Problem to solve: Copy exactly, and only, the lines from the line containing "3. Agree. Fixed." through the last line of the records below, both included.

Data records:
PR #192, opened 2016-02-02
New tests

miripiruni:
v4.x branch: 106 tests. This branch: 291 tests.

 - [x] All old tests was reorganized in [structure](https://gist.github.com/miripiruni/e169331826ce8ed9f17d).
 - [x] More tests added.
 - [x] `mocha` updated to 2.4.5
 - [x] All bugs from this tests have label [From BH tests](https://github.com/bem/bem-xjst/labels/From%20BH%20tests).
 - [x] `npm run lint` now run JSHint on `./test/*.js`

As bonus:
 - [x] You can run tests separately.
 - [x] Error in the fall tests become more understandable (there is a link to a file).


tadatuta:
lgtm

zxqfox:
lgtm too

miripiruni:
May I merge?

indutny:
I have several concerns about this PR:

1. (nit) uppercase letters in path are kind of lame, I don't see any value in having them here, except that it makes tab completion a bit harder on linux (Let's punish those linux guys!)
2. Having `asserts-test.js` is against the test logic. These asserts are regression tests for the functionality that is tested in nearby functions. If you group them together and put in one file, it won't really help anyone, in my opinion.
3. `applyNext`/`applyCtx`/`local`does not really belong to `BEMContext`, I guess? It is more likely a part of runtime

miripiruni:
@indutny thank you.

1. My bad. Fixed.
2. I agree with you. Fixed.
3. Agree. Fixed.

test/bemhtml-test.js
```diff
@@ -0,0 +1,107 @@
+var fixtures = require('./fixtures')('bemhtml');
+var test = fixtures.test;
+
+describe('BEMHTML compiler/Tree', function() {
```
indutny: `Tree`?

indutny:
LGTM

Output:
3. Agree. Fixed.

test/bemhtml-test.js
```diff
@@ -0,0 +1,107 @@
+var fixtures = require('./fixtures')('bemhtml');
+var test = fixtures.test;
+
+describe('BEMHTML compiler/Tree', function() {
```
indutny: `Tree`?

indutny:
LGTM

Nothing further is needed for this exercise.